A différentes strates de la société algérienne on trouve ceux qui travaillent ne pouvant joindre les deux bouts, les inactifs égarés dans les méandres des besoins les plus élémentaires et ceux qui sont corrodés par une grande misère affirmée. Plus haut, une infime catégorie, bénie du ciel et outrageusement nantie, cultive l'aisance et une apparente tranquillité non sans semer un amalgame nouveau qui prend une ampleur démesurée. Un drôle de droit de prise s'étend et se généralise jusqu'à donner naissance à une multiplicité de formes à la mendicité et la rendre de droit divin.
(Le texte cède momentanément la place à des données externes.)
PR #214, opened 2019-08-08
Logback 1478

degroves:
This change removes the call to initialize the provider in `MarkerFactory.java` as  Ceki Gülcü suggested.  This also adds a new unit tests to make sure the provider is not initialized twice.


ceki:
Hi Dan,

Your proposal is quite good. However, I think the following is less intrusive and does catch the bug.

```java
	@Test
	public void verifyImpactOfMarkerFactory() {
		
		ILoggerFactory firstFactory = LoggerFactory.getILoggerFactory();
		MarkerFactory.getMarker("DOUBLE_INIT");
		ILoggerFactory secondtFactory = LoggerFactory.getILoggerFactory();
		
		if(firstFactory != secondtFactory) {
			fail("MarkerFactory.getMarker causes multiple provider initialization");
		}
	}
```

ceki:
I should also add that my initial solution resembled yours .

If you would like to make further contributions to SLF4J or logback, I propose to send me a scanned copy of a signed ICLA. It can be found at: http://logback.qos.ch/cla.txt

ceki:
Subsequent to our discussion I implemented the changes including the unit test. I apologize for not merging this PR.

PR #215, opened 2019-08-12
Fixes SLF4J-466

delgurth:
- Moved 2 methods from MessageFormatter to Util so we could reuse them

- Fixed issue with one of the EventRecordingLogger warn methods, it was missing the Marker

- Fix SLF4j-466 if last Object passed to the logger is a Throwable it is now placed in the throwable field of the SubstituteLogger. All two object argument log calls had to call a new method in order to do this efficiently.


ceki:
The changes you made in EventRecodingLogger look great. Obvious once you see them, but no so obvious otherwise.

delgurth:
> The changes you made in EventRecodingLogger look great. Obvious once you see them, but no so obvious otherwise.

Thank you. Only thing that was not to my liking is the:

```java
        // 1 and 2 args are covered by other methods
        if (throwable == null && args != null && args.length > 2) {
```
But I didn't see a good way to improve that.

ceki:
Given this contribution, may I ask you to file a [CLA](http://logback.qos.ch/cla.txt)? 

The CLA can be sent to me directly by email. A scanned copy on two separate pages is fine but please make sure that the images render reasonably well when printed on a laser printer. Images taken by cellphone cameras often render as a large gray smudge when printed.

ceki:
Further refactoring removed the tests in  the recordEvent() method altogether. 
See my [recent commit](https://github.com/qos-ch/slf4j/commit/78c10ee651d0c8317971982cbcfdf963aabc8285?diff=unified).

I am sorry for the reformatting making the changes less obvious.

delgurth:
@ceki Thanks, I'll take a look.

Seems something went wrong with the formatting though, seeing the whitespace changes.

delgurth:
I like what you did with it. I should have thought about the switch statement myself for the test case. Saves lot of duplicated code.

Mendier n'est plus une honte ni asservissement et tendre la main pour quêter une aide financière serait tout le contraire d'une dégradation sociale. Une curieuse imposition, parfois en monnaies lourdes, est instaurée par des demandeurs d'aide qui sont aujourd'hui convaincus que ce qui appartient aux autres leur appartient à eux aussi. Sans aucune retenue et en enduisant leur insistante sollicitation d'un voile de regret très élaboré, ils sont convaincus qu'ils ne confondent pas racket et mendicité, extorsion et sollicitude. Tout y passe. Quand ce n'est pas un kilo de viande qui est demandé à la porte d'un boucher, c'est un mouton qui est réclamé. Le galvaudage des ordonnances médicales à honorer obstrue de plus en plus les rues et la dictature des faux gardiens de parkings ferme la boucle.

Mettre cette nouvelle culture désobligeante sur le dos de la crise multiforme du pays serait trop facile. Si elle est responsable en grande partie d'une dénature sociale, elle ne peut à elle seule justifier l'indignité humaine surtout quand elle s'appuie sur de prétendues recommandations religieuses.